* The task:
Filter the entries, keeping every line with the string "will".

▼▼▼

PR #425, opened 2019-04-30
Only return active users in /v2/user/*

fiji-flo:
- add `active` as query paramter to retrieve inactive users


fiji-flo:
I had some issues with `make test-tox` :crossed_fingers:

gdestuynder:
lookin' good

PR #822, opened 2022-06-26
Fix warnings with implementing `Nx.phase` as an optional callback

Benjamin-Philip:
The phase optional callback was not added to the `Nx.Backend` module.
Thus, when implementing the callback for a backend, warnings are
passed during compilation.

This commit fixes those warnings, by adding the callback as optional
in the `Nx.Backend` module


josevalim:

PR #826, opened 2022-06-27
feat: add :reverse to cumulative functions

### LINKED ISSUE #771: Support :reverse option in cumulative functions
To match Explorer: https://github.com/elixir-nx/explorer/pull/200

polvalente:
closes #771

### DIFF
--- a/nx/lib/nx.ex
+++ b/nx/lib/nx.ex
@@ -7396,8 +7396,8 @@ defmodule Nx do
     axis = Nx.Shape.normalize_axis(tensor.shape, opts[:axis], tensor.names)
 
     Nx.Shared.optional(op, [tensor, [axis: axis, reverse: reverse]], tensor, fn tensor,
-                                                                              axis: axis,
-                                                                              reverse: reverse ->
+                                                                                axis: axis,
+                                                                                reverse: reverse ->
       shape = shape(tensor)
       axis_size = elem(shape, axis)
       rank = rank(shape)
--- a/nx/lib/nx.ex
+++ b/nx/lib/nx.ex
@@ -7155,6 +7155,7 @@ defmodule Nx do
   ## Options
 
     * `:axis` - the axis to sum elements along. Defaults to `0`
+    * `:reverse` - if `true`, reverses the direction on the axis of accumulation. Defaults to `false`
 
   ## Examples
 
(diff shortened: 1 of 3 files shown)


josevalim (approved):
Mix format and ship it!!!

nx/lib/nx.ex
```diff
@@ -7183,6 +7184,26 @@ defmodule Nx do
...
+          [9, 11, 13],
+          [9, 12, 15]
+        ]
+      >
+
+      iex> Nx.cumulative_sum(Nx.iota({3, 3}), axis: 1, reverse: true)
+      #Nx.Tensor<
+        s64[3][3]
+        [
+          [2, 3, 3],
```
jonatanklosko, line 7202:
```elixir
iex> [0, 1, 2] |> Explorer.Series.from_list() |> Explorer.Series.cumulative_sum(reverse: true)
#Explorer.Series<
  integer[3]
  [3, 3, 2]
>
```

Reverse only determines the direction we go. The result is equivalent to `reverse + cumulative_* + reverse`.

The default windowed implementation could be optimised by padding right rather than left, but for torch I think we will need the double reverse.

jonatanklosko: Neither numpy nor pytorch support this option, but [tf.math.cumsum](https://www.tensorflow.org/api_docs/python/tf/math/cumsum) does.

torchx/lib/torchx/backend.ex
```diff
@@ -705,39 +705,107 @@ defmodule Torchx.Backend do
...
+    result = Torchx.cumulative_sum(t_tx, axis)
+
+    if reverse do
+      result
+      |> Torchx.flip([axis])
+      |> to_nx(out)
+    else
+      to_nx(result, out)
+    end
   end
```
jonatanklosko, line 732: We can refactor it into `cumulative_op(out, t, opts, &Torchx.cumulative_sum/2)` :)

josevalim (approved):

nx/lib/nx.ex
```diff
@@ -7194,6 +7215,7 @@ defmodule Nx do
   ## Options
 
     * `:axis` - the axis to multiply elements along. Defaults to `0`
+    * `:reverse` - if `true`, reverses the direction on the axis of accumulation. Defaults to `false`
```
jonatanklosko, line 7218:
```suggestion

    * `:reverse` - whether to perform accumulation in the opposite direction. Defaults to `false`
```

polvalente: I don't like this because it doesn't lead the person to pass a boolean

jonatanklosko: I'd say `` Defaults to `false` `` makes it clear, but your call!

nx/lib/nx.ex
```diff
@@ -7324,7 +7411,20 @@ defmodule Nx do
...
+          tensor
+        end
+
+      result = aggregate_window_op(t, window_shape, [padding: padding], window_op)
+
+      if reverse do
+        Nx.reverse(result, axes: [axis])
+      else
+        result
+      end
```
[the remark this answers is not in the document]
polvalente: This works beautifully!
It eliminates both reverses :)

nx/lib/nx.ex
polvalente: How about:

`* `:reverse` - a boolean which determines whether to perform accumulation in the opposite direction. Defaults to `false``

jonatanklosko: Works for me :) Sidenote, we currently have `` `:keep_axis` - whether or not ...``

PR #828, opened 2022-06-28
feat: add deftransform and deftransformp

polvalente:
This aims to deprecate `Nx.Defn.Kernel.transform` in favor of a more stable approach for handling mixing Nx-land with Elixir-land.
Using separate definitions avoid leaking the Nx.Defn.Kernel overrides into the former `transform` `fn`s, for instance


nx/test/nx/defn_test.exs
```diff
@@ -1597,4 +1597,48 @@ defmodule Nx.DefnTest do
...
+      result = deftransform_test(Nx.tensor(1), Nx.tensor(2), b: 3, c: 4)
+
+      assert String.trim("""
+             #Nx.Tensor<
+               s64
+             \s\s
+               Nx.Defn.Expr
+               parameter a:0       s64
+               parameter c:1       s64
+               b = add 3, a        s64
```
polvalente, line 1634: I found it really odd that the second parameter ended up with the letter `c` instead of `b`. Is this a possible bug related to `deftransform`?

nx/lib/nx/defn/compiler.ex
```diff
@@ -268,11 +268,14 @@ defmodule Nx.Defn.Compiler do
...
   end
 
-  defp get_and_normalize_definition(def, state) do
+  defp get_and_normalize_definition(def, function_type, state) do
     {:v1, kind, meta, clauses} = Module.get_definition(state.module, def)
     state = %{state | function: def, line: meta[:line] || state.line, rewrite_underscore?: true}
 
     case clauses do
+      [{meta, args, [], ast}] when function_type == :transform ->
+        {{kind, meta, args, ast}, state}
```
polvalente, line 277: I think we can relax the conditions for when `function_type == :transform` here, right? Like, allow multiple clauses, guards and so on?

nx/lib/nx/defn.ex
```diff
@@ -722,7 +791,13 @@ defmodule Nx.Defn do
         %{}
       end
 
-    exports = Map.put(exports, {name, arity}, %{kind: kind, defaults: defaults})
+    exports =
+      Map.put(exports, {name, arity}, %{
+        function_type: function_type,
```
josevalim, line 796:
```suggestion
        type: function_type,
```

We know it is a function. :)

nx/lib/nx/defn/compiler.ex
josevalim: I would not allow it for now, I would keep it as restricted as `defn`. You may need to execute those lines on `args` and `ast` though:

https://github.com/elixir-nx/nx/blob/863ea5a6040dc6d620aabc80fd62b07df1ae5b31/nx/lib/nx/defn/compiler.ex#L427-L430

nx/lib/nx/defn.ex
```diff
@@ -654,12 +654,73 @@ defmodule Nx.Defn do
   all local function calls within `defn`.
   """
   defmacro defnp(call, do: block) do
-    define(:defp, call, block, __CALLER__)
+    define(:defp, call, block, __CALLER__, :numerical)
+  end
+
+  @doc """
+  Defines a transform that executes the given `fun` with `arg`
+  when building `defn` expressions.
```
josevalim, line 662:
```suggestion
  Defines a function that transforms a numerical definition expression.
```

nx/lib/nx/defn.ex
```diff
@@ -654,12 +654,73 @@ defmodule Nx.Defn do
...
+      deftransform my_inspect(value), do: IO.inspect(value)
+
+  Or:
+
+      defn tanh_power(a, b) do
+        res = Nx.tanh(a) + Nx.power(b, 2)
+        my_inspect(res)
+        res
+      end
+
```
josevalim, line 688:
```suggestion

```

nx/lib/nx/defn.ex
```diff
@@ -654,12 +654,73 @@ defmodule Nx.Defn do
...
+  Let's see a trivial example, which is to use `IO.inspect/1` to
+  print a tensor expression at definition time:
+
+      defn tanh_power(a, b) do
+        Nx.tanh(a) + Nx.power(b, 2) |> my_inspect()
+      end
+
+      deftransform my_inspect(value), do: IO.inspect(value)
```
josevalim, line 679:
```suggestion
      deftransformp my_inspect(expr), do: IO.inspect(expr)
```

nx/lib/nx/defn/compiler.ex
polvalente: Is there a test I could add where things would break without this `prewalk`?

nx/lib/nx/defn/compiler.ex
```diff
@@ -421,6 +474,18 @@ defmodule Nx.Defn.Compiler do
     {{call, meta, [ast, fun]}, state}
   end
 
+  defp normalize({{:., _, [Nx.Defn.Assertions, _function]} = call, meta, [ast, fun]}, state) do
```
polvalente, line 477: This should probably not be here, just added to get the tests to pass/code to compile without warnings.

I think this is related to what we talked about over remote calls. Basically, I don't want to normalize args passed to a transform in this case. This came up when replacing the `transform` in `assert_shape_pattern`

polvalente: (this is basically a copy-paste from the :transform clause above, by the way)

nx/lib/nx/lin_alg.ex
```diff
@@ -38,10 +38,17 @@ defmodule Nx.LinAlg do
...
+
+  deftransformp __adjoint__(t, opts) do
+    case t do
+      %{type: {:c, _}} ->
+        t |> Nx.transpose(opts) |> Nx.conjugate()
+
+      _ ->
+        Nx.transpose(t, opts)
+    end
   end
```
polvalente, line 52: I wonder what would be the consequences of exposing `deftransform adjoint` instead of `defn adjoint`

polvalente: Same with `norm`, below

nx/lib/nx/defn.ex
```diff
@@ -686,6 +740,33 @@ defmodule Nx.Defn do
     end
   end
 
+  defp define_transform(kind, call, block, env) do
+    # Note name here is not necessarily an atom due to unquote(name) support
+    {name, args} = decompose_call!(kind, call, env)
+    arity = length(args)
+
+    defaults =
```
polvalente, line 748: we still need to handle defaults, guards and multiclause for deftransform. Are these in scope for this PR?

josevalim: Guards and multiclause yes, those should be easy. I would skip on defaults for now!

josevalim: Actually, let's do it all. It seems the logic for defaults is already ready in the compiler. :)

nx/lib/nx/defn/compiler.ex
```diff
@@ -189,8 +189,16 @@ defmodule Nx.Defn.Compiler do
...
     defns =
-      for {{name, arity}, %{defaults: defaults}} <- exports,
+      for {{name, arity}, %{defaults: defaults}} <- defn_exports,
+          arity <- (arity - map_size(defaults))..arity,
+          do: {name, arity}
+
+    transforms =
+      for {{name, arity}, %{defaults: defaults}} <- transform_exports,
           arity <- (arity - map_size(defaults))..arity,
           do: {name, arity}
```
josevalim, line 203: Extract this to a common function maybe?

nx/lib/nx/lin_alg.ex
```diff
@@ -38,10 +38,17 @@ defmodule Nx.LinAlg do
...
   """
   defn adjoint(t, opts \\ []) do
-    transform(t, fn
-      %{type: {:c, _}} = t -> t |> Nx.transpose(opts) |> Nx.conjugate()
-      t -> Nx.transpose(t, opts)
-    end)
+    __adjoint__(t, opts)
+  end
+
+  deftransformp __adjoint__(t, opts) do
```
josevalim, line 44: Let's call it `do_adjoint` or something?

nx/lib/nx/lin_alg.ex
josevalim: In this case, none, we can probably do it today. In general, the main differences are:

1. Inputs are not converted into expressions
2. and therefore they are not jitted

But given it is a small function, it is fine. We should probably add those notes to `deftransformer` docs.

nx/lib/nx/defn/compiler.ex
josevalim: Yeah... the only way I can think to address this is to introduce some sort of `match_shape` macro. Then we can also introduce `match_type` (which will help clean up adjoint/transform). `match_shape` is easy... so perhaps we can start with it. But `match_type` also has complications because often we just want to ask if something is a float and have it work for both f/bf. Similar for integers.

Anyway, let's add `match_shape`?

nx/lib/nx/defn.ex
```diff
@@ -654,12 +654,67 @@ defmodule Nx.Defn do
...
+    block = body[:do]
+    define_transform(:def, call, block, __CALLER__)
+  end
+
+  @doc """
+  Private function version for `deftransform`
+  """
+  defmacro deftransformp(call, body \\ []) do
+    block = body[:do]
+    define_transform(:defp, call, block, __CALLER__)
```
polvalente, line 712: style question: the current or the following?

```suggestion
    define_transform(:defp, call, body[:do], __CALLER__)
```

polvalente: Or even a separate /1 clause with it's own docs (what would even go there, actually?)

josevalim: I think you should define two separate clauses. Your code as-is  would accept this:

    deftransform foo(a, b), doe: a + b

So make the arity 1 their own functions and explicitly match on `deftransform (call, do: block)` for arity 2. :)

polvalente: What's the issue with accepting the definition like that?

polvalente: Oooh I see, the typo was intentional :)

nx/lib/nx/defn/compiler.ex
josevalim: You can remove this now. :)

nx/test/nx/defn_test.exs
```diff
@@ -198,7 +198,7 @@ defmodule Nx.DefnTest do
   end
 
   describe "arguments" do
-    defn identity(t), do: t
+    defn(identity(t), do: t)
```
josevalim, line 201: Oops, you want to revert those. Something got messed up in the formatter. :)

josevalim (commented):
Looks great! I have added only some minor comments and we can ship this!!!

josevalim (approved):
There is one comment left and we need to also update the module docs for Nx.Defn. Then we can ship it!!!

▲▲▲

* Answer section:
The default windowed implementation could be optimised by padding right rather than left, but for torch I think we will need the double reverse.
josevalim: Yeah... the only way I can think to address this is to introduce some sort of `match_shape` macro. Then we can also introduce `match_type` (which will help clean up adjoint/transform). `match_shape` is easy... so perhaps we can start with it. But `match_type` also has complications because often we just want to ask if something is a float and have it work for both f/bf. Similar for integers.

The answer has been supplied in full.